Task goal »
Restate word for word the entries below, starting with the line with "<h3><%= f.label :username %><br />" and continuing through the line with "<p><%= f.label :password %><br />". Include both of those lines and no others.

Collected data entries »
################
PR #128, opened 2021-02-12
Update registration page

puqeko:
* Expand detail on graduation date and eligibility
* Reformat to use headers instead of paragraphs
* <strike>Make "new school" slightly more noticeable</strike>
* Improve spacing of header for small devices

Avoided changing any stylesheets for fear of impacting other pages

<strike>Merge after PR #125 </strike>

### DIFF
--- a/app/views/accounts/registrations/new.html.erb
+++ b/app/views/accounts/registrations/new.html.erb
@@ -1,45 +1,63 @@
-<h2>Sign up</h2>
-
+<h1 style="line-height:1.2em">Sign up to the NZOI's training site</h1>
+<ul>
+  <li>Submit solutions to problems.</li>
+  <li>Compete in contests.</li>
+  <li>Join groups.</li>
+  <li>Access more problems.</li>
+</ul>
 <%= form_for(resource, :as => resource_name, :url => registration_path(resource_name)) do |f| %>
   <%= devise_error_messages! %>
 
-  <p><%= f.label :username %><br />
+  <h3><%= f.label :username %><br />
   <%= f.text_field :username %></p>
 
-  <p><%= f.label :name %><br />
+  <h3><%= f.label :name %><br />
   <%= f.text_field :name %></p>
 
-  <p><%= f.label :email %><br />
+  <h3><%= f.label :email %><br />
   <%= f.email_field :email %></p>
 
-  <p><%= f.label :password %><br />
+  <h3><%= f.label :password %><br />
   <%= f.password_field :password %></p>
 
-  <p><%= f.label :password_confirmation %><br />
+  <h3><%= f.label :password_confirmation %><br />
   <%= f.password_field :password_confirmation %></p>
 
-  <p><%= f.label :country_code, "Country" %><br />
+  <h3><%= f.label :country_code, "Country" %><br />
   <%= f.country_select(:country_code, selected: @user.country_code || request.location.try(:country_code), priority_countries: ["NZ", "AU"]) %></p>
 
-  <p><%= f.label :school_graduation, "School Graduation" %><br />
+  <h3><%= f.label :school_graduation, "School Graduation" %></h3>
+  <p> If you attend a primary, intermediate, or secondary school (or equivilent) in New Zealand then we ask that you please enter your estimated graduation date (the month and year you expect to finish secondary school by). You can update this later if it changes. Our website uses your graduation date to calculate your eligibility to:ssss</p>
+  <ul>
+    <li>Compete <u>officially</u> in the NZIC (New Zealand Informatics Contest).</li>
+    <li>Potentally be invited to a programming camp run by the NZOI (New Zealand Olympiad in Informatics)</li>
+  </ul>
+  <p>Also note that:</p>
+  <ul>
+    <li>Anyone is welcome to create an account and use our site without specifying a graduation date.</li>
+    <li>Anyone can compete in the NZIC unofficially without specifying a graduation date. However, you will not be ranked on offical scoreboards or be eligible to be invited to our programming camps.</li>
+    <li>Only New Zealand citizens or perminant residents, with a valid future graduation date, will be considered for our international IOI team.</li>
+  </ul>
+  <p><b>Please select approximate secondary school graduation date or leave unspecified:</b></p>
   <%= f.fields_for :school_graduation do |graduation_form| %>
-  <%= graduation_form.radio_button('enabled', false, checked: !@user.school_graduation) %><%= f.label(:school_graduation_enabled_false, "Unspecified (Not considered eligible for IOI)") %> <br />
+  <%= graduation_form.radio_button('enabled', false, checked: !@user.school_graduation) %><%= f.label(:school_graduation_enabled_false, "Unspecified") %> <br />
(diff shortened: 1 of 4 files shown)


puqeko:
Screen Shot 2021-02-12 at 9 05 25 PM

app/views/accounts/registrations/new.html.erb
```diff
@@ -1,45 +1,63 @@
...
     <a class="school_select togglelink jsnodisplay" data-toggle="school_select" href="javascript:void(0)">Select school from list</a>
-    <a class="school_select togglelink jsdisplay" data-toggle="school_select" href="javascript:void(0)">Add new school</a>
+    <a class="school_select togglelink jsdisplay" data-toggle="school_select" style="color:blue" href="javascript:void(0)">Add new school</a>
   <% end %>
   </p>
 
   <p>
     <%= recaptcha_tags :site_key => @db_settings["recaptcha/public_key"] if @db_settings["recaptcha/public_key"] && !@db_settings["recaptcha/public_key"].empty? %>
   </p>
+  <h3>Submit</h3>
```
Holmes98, line 60: Move the reCAPTCHA below "Submit" instead of "School".
```suggestion
  <h3>Submit</h3>
  <p>
    <%= recaptcha_tags :site_key => @db_settings["recaptcha/public_key"] if @db_settings["recaptcha/public_key"] && !@db_settings["recaptcha/public_key"].empty? %>
  </p>
```

app/views/accounts/registrations/new.html.erb
```diff
@@ -1,45 +1,63 @@
...
+  <p> If you attend a primary, intermediate, or secondary school (or equivilent) in New Zealand then we ask that you please enter your estimated graduation date (the month and year you expect to finish secondary school by). You can update this later if it changes. Our website uses your graduation date to calculate your eligibility to:ssss</p>
+  <ul>
+    <li>Compete <u>officially</u> in the NZIC (New Zealand Informatics Contest).</li>
+    <li>Potentally be invited to a programming camp run by the NZOI (New Zealand Olympiad in Informatics)</li>
+  </ul>
+  <p>Also note that:</p>
+  <ul>
+    <li>Anyone is welcome to create an account and use our site without specifying a graduation date.</li>
+    <li>Anyone can compete in the NZIC unofficially without specifying a graduation date. However, you will not be ranked on offical scoreboards or be eligible to be invited to our programming camps.</li>
+    <li>Only New Zealand citizens or perminant residents, with a valid future graduation date, will be considered for our international IOI team.</li>
```
Holmes98, line 39:
```suggestion
    <li>Anyone can compete in the NZIC unofficially without specifying a graduation date. However, you will not be ranked on official scoreboards or be eligible to be invited to our programming camps.</li>
    <li>Only New Zealand citizens or permanent residents that have attended camp will be considered to represent New Zealand at the International Olympiad in Informatics.</li>
```

Holmes98 (changes requested):
Do we also want to change the "Edit Profile" page? (`app/views/user/_form.html.erb`)

app/views/accounts/registrations/new.html.erb
```diff
@@ -1,45 +1,63 @@
...
 
-  <p><%= f.label :school %><br />
+  <h3><%= f.label :school %></h3>
   <%= f.fields_for :school, @user.school do |school_form| %>
     <%= school_form.text_field :name, class: [:school_select, :jsnodisplay] %>
     <%= f.select :school_id, School.where(country_code: "NZ").order(:name).collect {|s| [s.name, s.id]}, { include_blank: true }, class: [:school_select, :jsdisplay], disabled: true %>, 
     <%= school_form.country_select(:country_code, only: ["NZ"] ) %><br />
     <a class="school_select togglelink jsnodisplay" data-toggle="school_select" href="javascript:void(0)">Select school from list</a>
-    <a class="school_select togglelink jsdisplay" data-toggle="school_select" href="javascript:void(0)">Add new school</a>
+    <a class="school_select togglelink jsdisplay" data-toggle="school_select" style="color:blue" href="javascript:void(0)">Add new school</a>
```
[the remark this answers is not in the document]
puqeko: Okay. The black hover is indeed disgusting. I have never liked the grey links though

app/views/accounts/registrations/new.html.erb
puqeko: Good spot

app/views/accounts/registrations/new.html.erb
puqeko: Hmmm. I need to start typing things in something that does spell checking

app/views/accounts/registrations/new.html.erb
```diff
@@ -1,42 +1,61 @@
...
   <%= graduation_form.radio_button('enabled', true, checked: !!@user.school_graduation) %><%= select_month(@user.school_graduation || 12, {prefix: 'user[school_graduation]'}, class: :radio_input) %><%= select_year(@user.school_graduation || Date.today, {start_year: [Date.today.year-50,@user.school_graduation.try(:year) || Date.today.year].min, end_year: Date.today.year+18, prefix: 'user[school_graduation]'}, class: :radio_input) %>
-  <% end %></p>
+  <% end %>
 
-  <p><%= f.label :school %><br />
+  <h3><%= f.label :school, "School (NZ Only)" %></h3>
   <%= f.fields_for :school, @user.school do |school_form| %>
     <%= school_form.text_field :name, class: [:school_select, :jsnodisplay] %>
-    <%= f.select :school_id, School.where(country_code: "NZ").order(:name).collect {|s| [s.name, s.id]}, { include_blank: true }, class: [:school_select, :jsdisplay], disabled: true %>, 
-    <%= school_form.country_select(:country_code, only: ["NZ"] ) %><br />
```
Holmes98, line 34: Removing this causes new schools to be added with a nil `country_code`, so they won't appear under forms which use `School.where(country_code: "NZ")`.

Holmes98: Should be fixed but someone else should probably review this.

puqeko: Hmmm. Good spot. A terrible way to solve this could be to add it back in but make it a hidden element on the page.

puqeko: If all schools are now only NZ schools then perhaps it is worth finding and replacing all instances of `School.where(country_code: "NZ")` and creating a db migration to drop this information. If so, I'd prefer to make this a separate pull request and reintroduce the field here so that this one doesn't get held up

Holmes98: Sorry for not being clearer, but I already added a fix in c07c9f6. I just thought someone else should review my changes before we merge. c1378fa can be reverted.

puqeko: Oh, okay, sorry. In that case, do we also need to change the `school` method in the `User` class too?

puqeko: Clarification from @Holmes98 chat:

> If we remove the country code select box, POST requests will no longer contain the `user[school][country_code]` parameter (so it's treated as `nil`). Previously, this was used in the `school=` method to query for a school with that country code (the `first_or_initialize` part adds a new school if none was found). The fix is to just always use 'NZ' instead of that parameter.

Holmes98 (approved):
################
Problem solution »
+  <h3><%= f.label :username %><br />
   <%= f.text_field :username %></p>
 
-  <p><%= f.label :name %><br />
+  <h3><%= f.label :name %><br />
   <%= f.text_field :name %></p>
 
-  <p><%= f.label :email %><br />
+  <h3><%= f.label :email %><br />
   <%= f.email_field :email %></p>
 
-  <p><%= f.label :password %><br />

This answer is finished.